What is needed
Across the listing below, count the lines containing "compiler". Answer with that number only.

%%

PR #342, opened 2021-01-10
Update FNA.csproj

deccer:
Add condition to load app.config
VS2019 (at least 16.8.3) is unable to load app.config with the <Link> element

Version 4.8.3761.0 provided in the condition needs to be verified for vs2010 builds

### DIFF
--- a/FNA.csproj
+++ b/FNA.csproj
@@ -408,7 +408,7 @@
     <Compile Include="lib\Theorafile\csharp\Theorafile.cs" />
   </ItemGroup>
   <ItemGroup>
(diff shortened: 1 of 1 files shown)


flibitijibibo:
Looks like the build version is actually `4.6.1055.0`.

Also, I was able to reproduce the skip on VS2010 for AnyCPU - it apparently dislikes not having a PlatformTarget:

https://github.com/FNA-XNA/FNA/commit/4b5d4a9cdcc43374c51f43daec69ffbd8b6ff2ab

deccer (commented):
Ok massaged the confirmed version into the PR.

PR #344, opened 2021-01-23
Fix D3D11 warnings by calling ApplyState more frequently

kg:
In a few of my test cases, the last thing I do is blit my UI render target to the screen, and the first thing I do is set it as my RT and paint to it. This is valid (and I clear the sampler states explicitly before even setting the RTs) but because we only apply state on draw calls, the device state is invalid at the point where FNA sets the render targets.

I added ApplyState calls to SetRenderTargets and Clear because I believe we need to flush them there. There might be other spots too but none occurred to me.

### DIFF
--- a/src/Graphics/GraphicsDevice.cs
+++ b/src/Graphics/GraphicsDevice.cs
@@ -729,7 +729,6 @@ namespace Microsoft.Xna.Framework.Graphics
 
 		public void Clear(ClearOptions options, Vector4 color, float depth, int stencil)
 		{
-			ApplyState();
 			DepthFormat dsFormat;
 			if (renderTargetCount == 0)
 			{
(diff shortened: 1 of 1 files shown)


flibitijibibo:
The device state should be getting fixed up in Clear, as we do in OpenGL:

https://github.com/FNA-XNA/FNA3D/blob/master/src/FNA3D_Driver_OpenGL.c#L1428

This sounds like an implementation-specific issue, one that's unique to sampler objects in D3D11. I would look at that renderer first before blowing apart the entire graphics device.

kg:
Clear is too late, I tested it. It needs to happen before setting render targets. Should I make the change in FNA3D, then?

flibitijibibo:
Yes, if the issue only occurs on D3D11.

src/Graphics/GraphicsDevice.cs
```diff
@@ -852,6 +852,12 @@ public void SetRenderTarget(RenderTargetCube renderTarget, CubeMapFace cubeMapFa
 
 		public void SetRenderTargets(params RenderTargetBinding[] renderTargets)
 		{
+			// D3D11 requires our sampler state to be valid (i.e. not point to any of our new RTs)
+			//  before we call SetRenderTargets. At this point FNA3D does not have a current copy
+            //  of the managed sampler state, so we need to apply our current state now instead of
+            //  before our next Clear or Draw operation.
```
flibitijibibo, line 858:
```suggestion
			//  of the managed sampler state, so we need to apply our current state now instead of
			//  before our next Clear or Draw operation.
```

PR #345, opened 2021-02-04
Mass Refactoring.

Hawkeye4040:
Mass refactoring and code cleanup.


flibitijibibo:
Hilarious.

Hawkeye4040:
What do you mean?

flibitijibibo:
Wait... was this actually a real patch? I thought it was just a fork that accidentally opened to the wrong remote.

Hawkeye4040:
Yeah it's a real patch.

Hawkeye4040:
Take a look I cleaned up a lot.

Hawkeye4040:
Oh I see what you mean I just forked it for now because I was thinking about making some other changes that after looking into it I may not have to make now. Still thinking on that one. But anyway this is a good one to merge to master here.

flibitijibibo:
A single commit that _grossly_ violates style, obliterates spacing, and breaks compatibility with our compiler with no functional change, a patch does not make. This is functionally worthless. Please do not send patches like this to anyone for any software, it's a waste of reviewers' time.

Hawkeye4040:
Okay I guess I won't be helping you anymore since you're all butt hurt that someone cleaned up your sloppy code. Fork it is. You realize you don't own XNA right? It's also not a waste of time. You also contradict yourself quite a bit there. If there was no functional change then how would it break compatibility with the compiler? Violates style? I intentionally didn't use that pass since I could tell our formatting styles were different.

Without being able to hear the stress in your voice I would dare say you're butt hurt.

flibitijibibo:
I can't say I was thrilled with the diff, but the replies were absolutely worth it. Thank you for your time, please do not delete these posts!

PR #349, opened 2021-03-17
Basic FUNCTIONAL XMA2 support

0x0ade:
See https://github.com/FNA-XNA/FAudio/pull/247 for more information and the submodule update.

### DIFF
--- a/src/Audio/SoundEffect.cs
+++ b/src/Audio/SoundEffect.cs
@@ -269,7 +269,6 @@ namespace Microsoft.Xna.Framework.Audio
 			}
 			else if (wFormatTag == 0x166)
 			{
-				// Don't let anyone see this or my head will end up on the chopping board... -ade
 				FAudio.FAudioXMA2WaveFormatEx* xma2 = (FAudio.FAudioXMA2WaveFormatEx*) formatPtr;
 				// dwSamplesEncoded / nChannels / (wBitsPerSample / 8) doesn't always (if ever?) match up.
 				handle.PlayLength = xma2->dwPlayLength;
--- a/src/Audio/SoundEffect.cs
+++ b/src/Audio/SoundEffect.cs
@@ -27,7 +27,7 @@ namespace Microsoft.Xna.Framework.Audio
 			{
 				return TimeSpan.FromSeconds(
 					(double) handle.PlayLength /
-					(double) format.nSamplesPerSec
+					(double) sampleRate
 				);
 			}
 		}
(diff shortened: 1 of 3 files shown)


src/Audio/SoundEffect.cs
```diff
@@ -197,18 +202,37 @@ int loopLength
...
 			/* Buffer format */
-			format = new FAudio.FAudioWaveFormatEx();
-			format.wFormatTag = wFormatTag;
-			format.nChannels = nChannels;
-			format.nSamplesPerSec = nSamplesPerSec;
-			format.nAvgBytesPerSec = nAvgBytesPerSec;
-			format.nBlockAlign = nBlockAlign;
-			format.wBitsPerSample = wBitsPerSample;
-			format.cbSize = 0; /* May be needed for ADPCM? */
+			if (extraData == null) {
```
flibitijibibo, line 211: Braces

src/Content/ContentReaders/SoundEffectReader.cs
```diff
@@ -53,10 +53,38 @@ SoundEffect existingInstance
 			uint nAvgBytesPerSec = Swap(se, input.ReadUInt32());
 			ushort nBlockAlign = Swap(se, input.ReadUInt16());
 			ushort wBitsPerSample = Swap(se, input.ReadUInt16());
-			/* ushort cbSize =*/ input.ReadUInt16();
-
-			// Seek past the rest of this crap (cannot seek though!)
-			input.ReadBytes((int) (formatLength - 18));
+			ushort cbSize = Swap(se, input.ReadUInt16());
+
+			byte[] extra = null;
```
flibitijibibo, line 58: Do we just want to use a byte* and stackalloc to prevent GC activity?

flibitijibibo (changes requested):
This actually looks really good! Just a style thing and a possible memory optimization.

src/Content/ContentReaders/SoundEffectReader.cs
0x0ade: Would be nice, but it'd require memcpy in the SoundEffect constructor to copy from extraData to formatPtr + offs. Buffer.BlockCopy doesn't exist in old .NET runtimes and SDL_memcpy exists but is off limits as this is outside of SDL2_FNAPlatform.

Thinking about it a bit more after talking on it on Discord: maaaaybe only for FNA.Core / a compile time flag? Might not be worth the effort tho 😅

flibitijibibo (approved):
Yeah, the stackalloc's not worth it now that I think about it. This is good to go pending Andrew's review for FAudio.

PR #351, opened 2021-03-23
Fix dllimport for WASM

andreakarasho:


TheSpydog:
This isn't really correct since SDL2 doesn't contain these functions. The reason it happens to work is because mono-wasm statically links all those libraries, so whenever you import something from "SDL2" it's really pulling it from the output binary itself, not the particular library you specify. (For instance, this would work just as well if you put "FNA3D" or "FAudio" for the DllImport name.)

The reason we have it as "emscripten" currently is because back in the old mono/mono days you could pass `--pinvoke-libs emscripten` to packager.exe to register a new valid DllImport name. But that's apparently not a thing anymore since the dotnet/runtime migration.

If you're using Uno for making wasm builds, there's [an official DllImport name](https://github.com/unoplatform/Uno.Wasm.Bootstrap#invoking-emscripten-and-mononet-5-native-functions) for Emscripten functions. Maybe we should use that instead, since this seems to be the recommended (only?) workflow for AOT .NET wasm compilation these days.

andreakarasho:
That's odd because neither works

TheSpydog:
Are you using the latest Uno Framework? How are you linking SDL2 into the build?

andreakarasho:
"__Native" is the solution. 
Thanks @TheSpydog

TheSpydog (approved):

PR #354, opened 2021-06-23
Update FNA.sln to allow default build as Any CPU and not skip build

### LINKED ISSUE #353: FNA.csproj is always skipped when building with VS2019
For some reason the project is skipped in the build, even on a clean rebuild. I haven't had the chance to look into why this happens yet.

deccer:
Turns out there are typos in FNA.sln

"AnyCPU" as a configuration name (the values on the right hand side of the equal sign) is not valid, its "Any CPU"

Tested on VS2019 (latest 16.10), VS2022 Preview 1 (latest 17.0)

Fixes #353

### DIFF
--- a/FNA.sln
+++ b/FNA.sln
@@ -9,8 +9,8 @@ Global
 		Release|x86 = Release|x86
 		Debug|x64 = Debug|x64
 		Release|x64 = Release|x64
-		Debug|AnyCPU = Debug|AnyCPU
-		Release|AnyCPU = Release|AnyCPU
+		Debug|AnyCPU = Debug|Any CPU
+		Release|AnyCPU = Release|Any CPU
 	EndGlobalSection
 	GlobalSection(ProjectConfigurationPlatforms) = postSolution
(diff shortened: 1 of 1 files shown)


flibitijibibo (approved):
Will check on 2010 and merge if all is well... this `Platform` string really was a goof wasn't it.

FNA.sln
```diff
@@ -9,8 +9,8 @@ Global
 		Release|x86 = Release|x86
 		Debug|x64 = Debug|x64
 		Release|x64 = Release|x64
-		Debug|AnyCPU = Debug|AnyCPU
-		Release|AnyCPU = Release|AnyCPU
+		Debug|AnyCPU = Debug|Any CPU
+		Release|AnyCPU = Release|Any CPU
```
flibitijibibo, line 13: Does it still work after making this change?

```suggestion
		Debug|Any CPU = Debug|Any CPU
		Release|Any CPU = Release|Any CPU
```

deccer: Let me check

deccer: It does work too, indeed.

%%

Written answer
2